Caleb Brown
- Born: Caleb Brown 8 March 1987 (age 39) Gold Coast, Queensland, Australia
- Height: 183 cm (6 ft 0 in)
- Weight: 95 kg (14 st 13 lb)
- School: The Southport School

Rugby union career
- Position: Wing

Youth career
- Gold Coast Breakers

Provincial / State sides
- Years: Team / Apps / (Points)
- 2005, 2006, 2007 & 2008: Gold Coast Breakers / 16 / (45)

Super Rugby
- Years: Team / Apps / (Points)
- 2006, 2007 & 2008: Queensland Reds / 10 / (5)

National sevens team
- Years: Team /  / Comps
- 2008: Australia /  / IRB Sevens

= Caleb Brown =

Australian rugby union player (born 1987)

Caleb Brown (born 8 March 1987, in Gold Coast, Australia) is a former Australian rugby union player who played on the wing for the Queensland Reds in the international Super 14 competition. Brown has also represented the Australian U21 team.

Brown was contracted by the Reds straight from The Southport School in January 2005, the first schoolboy to make such a move since Elton Flatley a decade before. He has represented QLD in the S14 10 times and represented QLD in other comps 16 times amassing an impressive 9 tries.

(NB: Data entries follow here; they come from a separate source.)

PR #2353, opened 2022-06-16
Avoid clashes between rebuild, compaction, and aging

dominiklohmann:
Before this change, running at least two instances of rebuild, compaction, or aging caused compaction to break its internal state, rebuild to abort or even crash, and aging to crash the VAST server. This change makes it so we're a bit more lenient with overlapping partition transforms.

### :memo: Checklist

Don't think this needs a changelog entry, as this was not an issue before v2.1.

Review file-by-file, and definitely test locally.

### DIFF
--- a/libvast/native-plugins/rebuild.cpp
+++ b/libvast/native-plugins/rebuild.cpp
@@ -51,9 +51,15 @@ struct rebuilder_state {
   size_t num_transformed = {};
   size_t num_results = {};
   size_t num_heterogeneous = {};
+  bool inaccurate_statistics = false;
 
   /// Creates the indicator bar that shows the current progress.
   void create() {
+    const auto console_verbosity_level = loglevel_to_int(
+      caf::get_or(self->config(), "vast.console-verbosity",
+                  std::string{defaults::logger::console_verbosity}));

Brown showed impressive qualities in his debut year in 2006 and went on to play a significant part of the QLD team during the Australian Provincial Championship. Touted as a future Wallaby there has been mention of possibly making the Wallabies for the 2007 RWC.

Brown also represented Australia on the IRB Sevens circuit in 2008 playing in Hong Kong, Australia, England and Scotland of that year.

The Western Force then signed Brown to a two-year deal in 2008.
Brown joined the WA side looking to add to his 11 Super Rugby caps after three seasons with the Reds, signing on until the end of 2010.

Brown went on the Force's development tour to UK and Europe of 2008. However, due to a recurring hamstring injury he sustained during that tour, he retired from all forms of rugby in 2008 at the age of 21.